Bruno Silva

Personal information
- Full name: Bruno Rodrigo Ferreira da Silva
- Date of birth: 26 January 1994 (age 32)
- Place of birth: Lourosa, Portugal
- Height: 1.85 m (6 ft 1 in)
- Position: Defender

Youth career
- 2004–2009: Porto
- 2009–2010: Padroense
- 2010–2013: Porto
- 2011–2012: → Nacional (loan)

Senior career*
- Years: Team / Apps / (Gls)
- 2012–2014: Porto B / 1 / (0)
- 2014–2015: Ribeirão / 14 / (0)
- 2015–2016: Anadia / 12 / (0)
- 2017: Cesarense / 12 / (0)
- 2017–2018: Valadares Gaia / 29 / (2)
- 2018–2019: Fiães / 34 / (6)
- 2019–2020: Grijó / 30 / (1)

= Bruno Silva (footballer, born 1994) =

Portuguese footballer

Bruno Rodrigo Ferreira da Silva (born 26 January 1994) is a Portuguese footballer who plays as a defender.

==Career==
Born in Lourosa, Santa Maria da Feira, Silva came through the ranks of FC Porto. He was an unused substitute for the reserves in the Segunda Liga during the 2012–13 season.
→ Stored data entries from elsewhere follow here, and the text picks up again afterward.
PR #2414, opened 2025-07-15
feat(java): introduce Compact Row Codec

### LINKED ISSUE #2337: Row format better data packing
### Feature Request

I have been working to convert an application from Fory serialization format to use Row Format for better compatibility and hopefully less space usage (since each row does not have to save information about the data structure)

However, the savings are not as much as I would have liked. I think part of the problem is that the row format seems to be quite wasteful in the fixed fields area - all fields are aligned to 8 bytes, even boolean or short, so there is a lot of zero-padding, based on the `BinaryRowWriter` implementation.

Is this necessary? Or would it be possible that we can improve the row format to have less padding, when fields are known to have smaller sizes?

_No response_

_No response_

_No response_

### Additional context

_No response_

stevenschlansker:
## What does this PR do?

Introduce alternate "compact" row encoding that better uses knowledge of fixed-size types and sacrifices alignment to save space.

Introduce new Builder pattern to avoid explosion of `Encoders` static methods as more features are added to row format.

Optimizations include:
* struct stores fixed-size fields (e.g. Int128. FixedSizeBinary) inline in fixed-data area without offset + size
* struct of all fixed-sized fields is itself considered fixed-size to store in other struct or array
* struct skips null bitmap if all fields are non-nullable
* struct sorts fields by fixed-size for best-effort (but not guaranteed) alignment
* struct can use less than 8 bytes for small data (int, short, etc)
* struct null bitmap stored at end of struct to borrow alignment padding if possible
* array stores fixed-size fields inline in fixed-data area without offset+size
* array header uses 4 bytes for size (since Collection and array are only int-sized) and leaves remaining 4 bytes for start of null bitmap

Fixups include:
* toString better handles varbinary / fixed-binary (hex dump of first 256 bytes)
* start making Javadoc for row format

Compromises:
* less alignment could increase access time, but this is opt-in. and I think on modern processors it is not such a big deal.
* increased complexity of offset lookup, try to pre-compute in an array when possible and use `StableValue` when it is GA

Not compatible with existing row format.

## Related issues

Fixes #2337

New API for new Compact codec. Existing codec unchanged.

### DIFF
--- a/java/fory-format/README.md
+++ b/java/fory-format/README.md
@@ -8,11 +8,60 @@ Fory row format is heavily inspired by spark tungsten row format, but with chang
 - Decimal use arrow decimal format.
 - Variable-size field can be inline in fixed-size region if small enough.
 - Allow skip padding by generate Row using aot to put offsets in generated code.
-- Support adding fields without breaking compatibility.
 
-The initial fory java row data structure implementation is modified from spark unsafe row/writer.
+The initial Fory java row data structure implementation is modified from spark unsafe row/writer.
 
 See `Encoders.bean` Javadoc for a list built-in supported types.
+
+## Row Format Java
+
+To begin using the row format from Java, start with the `Encoders` class:
+
+```
+// Many built-in types and collections are supported
+public record MyRecord(int key, String value) {}
+
+// The encoder supplier is relatively expensive to create
+// It is thread-safe and should be re-used
+Supplier<RowEncoder<MyRecord>> encoderFactory =
+    Encoders.buildBeanCodec(MyRecord.class)
+            .build();
+
+// Each individual encoder is relatively cheap to create
+// It is not thread-safe, but may be reused by the same thread
+var encoder = encoderFactory.get();
+byte[] encoded = encoder.encode(new MyRecord(42, "Test"));
+
+MyRecord deserialized = encoder.decode(encoded);
+```
+
+## Compact Format
+
+The default row format is cross-language compatible and alignment-padded for maximum performance.
+When data size is a greater concern, the compact format provides an alternate encoding that uses
+significantly less space.
+
+Enable the compact codec on the encoder builder:
+
+```
+Supplier<RowEncoder<MyRecord>> encoderFactory =
+    Encoders.buildBeanCodec(MyRecord.class)
+            .compactEncoding()
+            .build();
+```
+
+Optimizations include:
+
+- struct stores fixed-size fields (e.g. Int128. FixedSizeBinary) inline in fixed-data area without offset + size
+- struct of all fixed-sized fields is itself considered fixed-size to store in other struct or array
+- struct skips null bitmap if all fields are non-nullable
+- struct sorts fields by fixed-size for best-effort (but not guaranteed) alignment
+- struct can use less than 8 bytes for small data (int, short, etc)
+- struct null bitmap stored at end of struct to borrow alignment padding if possible
+- array stores fixed-size fields inline in fixed-data area without offset+size
+- array header uses 4 bytes for size (since Collection and array are only int-sized) and leaves remaining 4 bytes for start of null bitmap
+
+## Custom Type Registration
 
 It is possible to register custom type handling and collection factories for the row format -
 see Encoders.registerCustomCodec and Encoders.registerCustomCollectionFactory. For an interface,
@@ -45,7 +94,7 @@ static class UuidEncoder implements CustomCodec.MemoryBufferCodec<UUID> {
 static class SortedSetOfUuidDecoder implements CustomCollectionFactory<UUID, SortedSet<UUID>> {
   @Override
   public SortedSet<UUID> newCollection(final int size) {
-    return new TreeSet<>(UnsignedUuidComparator.INSTANCE);
+    return new TreeSet<>();
   }
 }
 
--- a/java/fory-format/src/main/java/org/apache/fory/format/encoder/BufferResettingMapEncoder.java
+++ b/java/fory-format/src/main/java/org/apache/fory/format/encoder/BufferResettingMapEncoder.java
@@ -1,0 +1,93 @@
+/*
+ * Licensed to the Apache Software Foundation (ASF) under one
+ * or more contributor license agreements.  See the NOTICE file
+ * distributed with this work for additional information
+ * regarding copyright ownership.  The ASF licenses this file
+ * to you under the Apache License, Version 2.0 (the
+ * "License"); you may not use this file except in compliance
+ * with the License.  You may obtain a copy of the License at
+ *
+ *   http://www.apache.org/licenses/LICENSE-2.0
+ *
+ * Unless required by applicable law or agreed to in writing,
+ * software distributed under the License is distributed on an
+ * "AS IS" BASIS, WITHOUT WARRANTIES OR CONDITIONS OF ANY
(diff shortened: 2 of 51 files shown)


stevenschlansker:
Hi @chaokunyang , I believe this PR is ready for review now. No rush, I know it is a lot to go through. Happy to explain or change anything that does not make sense.

We run this now in our testing environment successfully with about a 30% - 50% space savings on our datasets. Will be taking compact codec to production over the coming weeks.

chaokunyang:
@stevenschlansker Great! 30% - 50% space savings is a huge gain! I will review this PR ASAP, and release it in `0.13.0`

java/fory-format/src/main/java/org/apache/fory/format/row/binary/CompactBinaryRow.java
```diff
@@ -0,0 +1,157 @@
...
+    return new CompactBinaryArray(field);
+  }
+
+  @Override
+  protected BinaryMap newMap(final Field field) {
+    return new CompactBinaryMap(field);
+  }
+
+  @Override
+  protected int isNullBitmapOffset() {
```
chaokunyang: this looks like a method return `boolean`, how abouting naming it as `nullabilityBitmapOffset/nullBitmapOffset`

java/fory-format/src/main/java/org/apache/fory/format/encoder/CodecFormat.java
```diff
@@ -0,0 +1,55 @@
...
+import org.apache.arrow.vector.types.pojo.Schema;
+import org.apache.fory.format.row.binary.BinaryArray;
+import org.apache.fory.format.row.binary.BinaryMap;
+import org.apache.fory.format.row.binary.BinaryRow;
+import org.apache.fory.format.row.binary.writer.BaseBinaryRowWriter;
+import org.apache.fory.format.row.binary.writer.BinaryArrayWriter;
+import org.apache.fory.memory.MemoryBuffer;
+import org.apache.fory.reflect.TypeRef;
+
+interface CodecFormat {
```
chaokunyang: Will the name `Encoding` better align with `Encoder`?

chaokunyang (approved):
LGTM overall, I left some minor comments. And could we also add some documents to `row_format_guide.md` in later PR. 

Another thing for compact is to inline string. For string less that 7 bytes, we can put it into fixed-size region. Many string are less than 7 bytes, I think this can also brings some space savings

java/fory-format/src/main/java/org/apache/fory/format/encoder/Encoder.java
```diff
@@ -30,11 +30,36 @@
...
+  /**
+   * Encode to a buffer with an embedded size. Variants without embedded size are not compatible.
+   */
   void encode(MemoryBuffer buffer, T obj);
+
+  /**
+   * Encode to a buffer without an embedded size. Variants with embedded size are not compatible.
+   * Returns number of bytes written to the buffer.
+   */
+  int bareEncode(MemoryBuffer buffer, T obj);
```
chaokunyang: Is it possible to merge `bareEncode` and `encode` into one method?

chaokunyang: this is only called on map/struct/array, merge into one method and use a branch don't introduce lots of runtime cost, but we can make the interface more simple

java/fory-format/src/main/java/org/apache/fory/format/encoder/BufferResettingMapEncoder.java
```diff
@@ -0,0 +1,107 @@
...
+package org.apache.fory.format.encoder;
+
+import org.apache.arrow.vector.types.pojo.Field;
+import org.apache.fory.format.row.binary.BinaryArray;
+import org.apache.fory.format.row.binary.BinaryMap;
+import org.apache.fory.format.row.binary.writer.BinaryArrayWriter;
+import org.apache.fory.memory.MemoryBuffer;
+import org.apache.fory.memory.MemoryUtils;
+
+class BufferResettingMapEncoder<T> implements MapEncoder<T> {
```
chaokunyang, line 30: Could we add some documents to clarify the situations when we need to use this and the difference between this and BaseMapEncoder

java/fory-format/src/main/java/org/apache/fory/format/encoder/BaseMapEncoder.java
```diff
@@ -0,0 +1,129 @@
...
+package org.apache.fory.format.encoder;
+
+import org.apache.arrow.vector.types.pojo.Field;
+import org.apache.fory.format.row.binary.BinaryArray;
+import org.apache.fory.format.row.binary.BinaryMap;
+import org.apache.fory.format.row.binary.writer.BinaryArrayWriter;
+import org.apache.fory.memory.MemoryBuffer;
+import org.apache.fory.memory.MemoryUtils;
+
+class BaseMapEncoder<M> implements MapEncoder<M> {
```
chaokunyang: `BaseXXX` looks like an abstract parent class, could we use a different name?

java/fory-format/src/main/java/org/apache/fory/format/encoder/BufferResettingMapEncoder.java
chaokunyang: How about `BinaryMapEncoder` to relfect the relationship with BinaryRow, BinaryArray naming in codebase

java/fory-format/src/main/java/org/apache/fory/format/encoder/BaseMapEncoder.java
chaokunyang: How about `BinaryMapEncoder` to relfect the relationship with BinaryRow, BinaryArray naming in codebase

similiar naming for other encoders

chaokunyang: And since we have different kinds of encoder for same type, we'd better to add some javadoc to document the distinctions

stevenschlansker:
Thank you for your review, I will make changes in the coming days.

java/fory-format/README.md
```diff
@@ -8,12 +8,52 @@ Fory row format is heavily inspired by spark tungsten row format, but with chang
...
+
+- struct stores fixed-size fields (e.g. Int128. FixedSizeBinary) inline in fixed-data area without offset + size
+- struct of all fixed-sized fields is itself considered fixed-size to store in other struct or array
+- struct skips null bitmap if all fields are non-nullable
+- struct sorts fields by fixed-size for best-effort (but not guaranteed) alignment
+- struct can use less than 8 bytes for small data (int, short, etc)
+- struct null bitmap stored at end of struct to borrow alignment padding if possible
+- array stores fixed-size fields inline in fixed-data area without offset+size
+- array header uses 4 bytes for size (since Collection and array are only int-sized) and leaves remaining 4 bytes for start of null bitmap
+
```
chaokunyang, line 63: could we add a minmal example about how to use compact mode?

stevenschlansker:
ok @chaokunyang I think I've addressed all the feedback. I like the idea of inline strings but I think it makes sense to defer that to a future PR at this point since all these changes are ready now

chaokunyang:
Great work!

In January 2014, he was one of three reserves called up by manager Paulo Fonseca to train with the first team. On 11 May 2014, Silva made his only professional appearance for Porto B, coming on in added time for Gonçalo Paciência in a 1–0 win at Atlético Clube de Portugal on the final day.